Alternatively, you can use a machine learning approach to train a text vs. Non-text classifier. Typically, a combination of the two approaches produces better results [4]. This example uses a simple rule-based approach to filter non-text regions based on geometric properties.

There are several geometric properties that are good for discriminating between text and non-text regions [2,3], including. % Use regionprops to measure MSER properties mserStats = regionprops(mserConnComp, 'BoundingBox', 'Eccentricity'. 'Solidity', 'Extent', 'Euler', 'Image');% Compute the aspect ratio using bounding box data. Bbox = vertcat(mserStats.BoundingBox); w = bbox(:,3); h = bbox(:,4); aspectRatio = w./h;% Threshold the data to determine which regions to remove. These thresholds% may need to be tuned for other images. FilterIdx = aspectRatio' >3; filterIdx = filterIdx [mserStats.Eccentricity] >.995; filterIdx = filterIdx [mserStats.Solidity] 0.9; filterIdx = filterIdx [mserStats.EulerNumber].

Step 3: Remove Non-Text Regions Based On Stroke Width Variation Another common metric used to discriminate between text and non-text is stroke width. Stroke width is a measure of the width of the curves and lines that make up a character. Text regions tend to have little stroke width variation, whereas non-text regions tend to have larger variations. To help understand how the stroke width can be used to remove non-text regions, estimate the stroke width of one of the detected MSER regions.

Turbo C 16 Bit. You can do this by using a distance transform and binary thinning operation [3]. % Get a binary image of the a region, and pad it to avoid boundary effects% during the stroke width computation.

RegionImage = mserStats(6).Image; regionImage = padarray(regionImage, [1 1]);% Compute the stroke width image. DistanceImage = bwdist(~regionImage); skeletonImage = bwmorph(regionImage, 'thin', inf); strokeWidthImage = distanceImage; strokeWidthImage(~skeletonImage) = 0;% Show the region image alongside the stroke width image.

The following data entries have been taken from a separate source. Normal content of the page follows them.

PR #324, opened 2026-06-29
fix(#179 image): downloadImage SDK misuse — call resp.getReadableStream() (NOT raw .on)

s2agi:
## Author
Agent: 通信IM马 (claude-code-cli, root cause caught by #322 trace + 通信龙 132a2ebe)

## Root cause

Vincent UAT post-preview.5 ship, trace logging (from merged #322) caught:
```
[feishu:image] om_X download begin (key=img_v3_..., dir=/work/feishu-attachments/feishu-local) ✓
[feishu:image] om_X downloadImage threw: code= msg=q.on is not a function ✗
[feishu:image] om_X download FAILED
```

The original `downloadImage` (`ada2227` 2026-06-24) treated `messageResource.get`'s return as a raw `Readable` and called `.on('data')`, but the lark SDK actually returns:
```js
// node_modules/@larksuiteoapi/node-sdk/lib/index.js L398-413
return {
  writeFile: (filePath) => { ... res.data.pipe(writableStream) ... },
  getReadableStream: () => res.data,
  headers: res.headers,
};
```

So `resp.on(...)` blew up with `q.on is not a function`. Silent `catch { return null }` swallowed it for weeks. #322 trace finally surfaced the error — this fix is unambiguous.

Also: 通信龙's independent curl `/messages/{mid}/resources/{key}?type=image` → 200 + 156KB JPEG **confirms Feishu API + scope are fine** (this is purely a node-side SDK consumption bug).

## Fix

`resp.getReadableStream()` instead of `resp as Readable`. Existing mime magic-byte check stays intact (using `writeFile()` would land bytes on disk before we could verify they're real images — defeats the whitelist).

Plus a defensive shape guard:
```ts
if (typeof respObj.getReadableStream !== "function") {
  process.stderr.write("[feishu:image] ${messageId} resp shape unexpected — no getReadableStream() method (lark SDK version drift?)\n");
  return null;
}
```

If lark SDK upgrades and breaks shape again, we get a clear log line, not `q.on is not a function`.

## Tests

3 new regression assertions in `tests/feishu-image-download.test.ts`:
1. `makeLarkResp(body).getReadableStream()` round-trips bytes
2. resp without `getReadableStream` → null (no crash)
3. raw `Readable` cast as lark resp → null (guard fires before `.on` would throw)

```
$ bun tests/feishu-image-download.test.ts → 43/43 + (+3 lark SDK shape assertions)
$ bun tests/feishu-bridge-ackplaceholder.test.ts → 16/16 regression
$ npm run typecheck → clean
```

## Operator follow-up

Per 通信龙 e5f0494d — bundle with 工程马's #323 (Node 22.4 polyfill) into **preview.6** (one bump + publish + redeploy). Self-verify the download path actually completes (`[feishu:image] om_X download ok → /path` trace line + Vincent's image_key) BEFORE telling Vincent to retry. Vincent has already seen 2 fail rounds — don't make him test a 3rd time without proof.

## Closes

(continues #179 — does NOT close, image input MVP closes when Vincent confirms vision answer on his test image)

## Test plan

- [x] 3 new SDK shape regression tests
- [x] 46 feishu-image tests + 16 bridge ackplaceholder tests pass
- [x] typecheck clean
- [ ] (post preview.6 deploy) re-download Vincent's image (image_key full from 通信龙) → trace shows `stream collected N bytes` + `download ok → /work/feishu-attachments/feishu-local/<convId>/om_X.png` + agent Read works → vision turn returns image description
- [ ] (post agent success) only then ping Vincent to retry

### DIFF
--- a/agent-network/src/im/feishu/adapter.ts
+++ b/agent-network/src/im/feishu/adapter.ts
@@ -453,7 +453,29 @@ async function downloadImage(
       process.stderr.write(`[feishu:image] ${messageId} messageResource.get returned falsy (no stream)\n`);
       return null;
     }
-    const stream = resp as unknown as Readable;
+    // @larksuiteoapi/node-sdk wraps the HTTP response in an object exposing
+    // `getReadableStream()` and `writeFile(path)`, NOT a raw `Readable`.
+    // The previous `resp as unknown as Readable` cast made `resp.on(...)`
+    // throw `q.on is not a function` (Vincent UAT 2026-06-29 trace caught
+    // it after #322 observability ship). Real shape (verified in
+    // node_modules/@larksuiteoapi/node-sdk/lib/index.js L398-413):
+    //   { writeFile: (p) => Promise<string>,
+    //     getReadableStream: () => Readable,
+    //     headers: {...} }
+    // We use getReadableStream() so the existing mime-check + magic-byte
+    // path stays intact (writeFile would land bytes on disk before we
+    // can verify they're really an image — defeats the whitelist).
+    const respObj = resp as unknown as {
+      getReadableStream?: () => Readable;
+      writeFile?: (path: string) => Promise<string>;
+    };
+    if (typeof respObj.getReadableStream !== "function") {
+      process.stderr.write(
+        `[feishu:image] ${messageId} resp shape unexpected — no getReadableStream() method (lark SDK version drift?)\n`,
+      );
+      return null;
+    }
+    const stream = respObj.getReadableStream();
     const chunks: Buffer[] = [];
     await new Promise<void>((resolve, reject) => {
       stream.on("data", (chunk: Buffer) => chunks.push(Buffer.from(chunk)));
--- a/agent-network/tests/feishu-image-download.test.ts
+++ b/agent-network/tests/feishu-image-download.test.ts
@@ -18,6 +18,7 @@
 import { mkdirSync, existsSync, readFileSync, rmSync, writeFileSync } from "node:fs";
 import { join } from "node:path";
 import { tmpdir } from "node:os";
+import { Readable } from "node:stream";
 
 // ── tiny test harness (mirrors feishu-bridge-ackplaceholder.test.ts style) ──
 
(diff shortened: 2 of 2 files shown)


vansin:
CHANGE_REQ.

Production fix looks correct, but the new SDK-shape regression tests do not currently gate the PR. The three new assertions are appended **after** the existing summary / failure-exit block in `tests/feishu-image-download.test.ts`, so if any of the new lark-shape assertions fail, the script still exits 0.

Evidence from isolated worktree at `ae7eeb2338afd310ee4676b9b01b1da481d40767`:

```text
$ bun tests/feishu-image-download.test.ts
43/43 feishu-image-download tests passed.
(+3 lark SDK shape assertions)
```

Harness sanity check with an intentional failing assertion appended after the new block:

```text
43/43 feishu-image-download tests passed.
(+3 lark SDK shape assertions)
  ✗ INTENTIONAL post-summary failure:
HARNESS_EXIT=0
```

So the `+3` cases are observable in output, but not enforceable as regressions. This is directly in the claimed coverage for the root cause, so I would fix before merge.

Expected fix:
- Move the summary / `failed.length` / `process.exit(1)` block to the very end of the file, after the lark SDK shape assertions; or
- Recompute `failed` and exit after the new assertions too.

What I verified in the production code:
- `messageResource.get` result is no longer cast to raw `Readable`; it requires `getReadableStream()` and logs+returns null on shape drift.
- `writeFile()` is not used, so the magic-byte whitelist still runs before disk write.
- Existing MIME check, path sanitize, and trace behavior are preserved.
- The new guard fails closed (`null`) instead of crashing on raw-Readable / unexpected SDK shapes.
- No app secret/token is introduced into stderr; logging surface remains the same as #322 plus the shape-drift line.

Local checks run:
- `bun tests/feishu-image-download.test.ts` -> current output 43/43 + (+3), exit 0
- `bun tests/feishu-bridge-ackplaceholder.test.ts` -> 16/16 pass
- `npm run typecheck` in `agent-network` -> pass

vansin:
PASS on re-review.

Confirmed the gating fix in `333b63ac14f6bb45cd4780d19760dc87d1a28f5e`.

What changed since my CHANGE_REQ:
- Production `agent-network/src/im/feishu/adapter.ts` is unchanged from the version I already reviewed.
- The 3 lark SDK shape assertions moved before the summary / `process.exit(1)` gate.
- `Readable` import moved to the top.
- The test now documents that the summary gate must remain last.

Validation from isolated worktree:
- `bun tests/feishu-image-download.test.ts` -> 46/46 pass
- Deliberate-fail harness check by changing the lark bytes equality assertion -> 45/46 and `HARNESS_EXIT=1` (gating now works)
- `bun tests/feishu-bridge-ackplaceholder.test.ts` -> 16/16 pass
- `npm run typecheck` in `agent-network` -> pass

Production review from round 1 still stands:
- `messageResource.get` response is consumed via `getReadableStream()`, not raw `.on()` cast.
- Missing `getReadableStream()` logs shape drift and returns null without crashing.
- `writeFile()` is not used, so magic-byte MIME validation remains before disk write.
- Path/mime/trace behavior from #321/#322 is preserved, with no new secret/token logging.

Figure subplot(1,2,1) imagesc(regionImage) title( 'Region Image') subplot(1,2,2) imagesc(strokeWidthImage) title( 'Stroke Width Image'). % Get bounding boxes for all the regions bboxes = vertcat(mserStats.BoundingBox);% Convert from the [x y width height] bounding box format to the [xmin ymin% xmax ymax] format for convenience.

Xmin = bboxes(:,1); ymin = bboxes(:,2); xmax = xmin + bboxes(:,3) - 1; ymax = ymin + bboxes(:,4) - 1;% Expand the bounding boxes by a small amount. ExpansionAmount = 0.02; xmin = (1-expansionAmount) * xmin; ymin = (1-expansionAmount) * ymin; xmax = (1+expansionAmount) * xmax; ymax = (1+expansionAmount) * ymax;% Clip the bounding boxes to be within the image bounds xmin = max(xmin, 1); ymin = max(ymin, 1); xmax = min(xmax, size(I,2)); ymax = min(ymax, size(I,1));% Show the expanded bounding boxes expandedBBoxes = [xmin ymin xmax-xmin+1 ymax-ymin+1]; IExpandedBBoxes = insertShape(colorImage, 'Rectangle',expandedBBoxes, 'LineWidth',3); figure imshow(IExpandedBBoxes) title( 'Expanded Bounding Boxes Text'). Now, the overlapping bounding boxes can be merged together to form a single bounding box around individual words or text lines. To do this, compute the overlap ratio between all bounding box pairs. This quantifies the distance between all pairs of text regions so that it is possible to find groups of neighboring text regions by looking for non-zero overlap ratios. Once the pair-wise overlap ratios are computed, use a graph to find all the text regions 'connected' by a non-zero overlap ratio.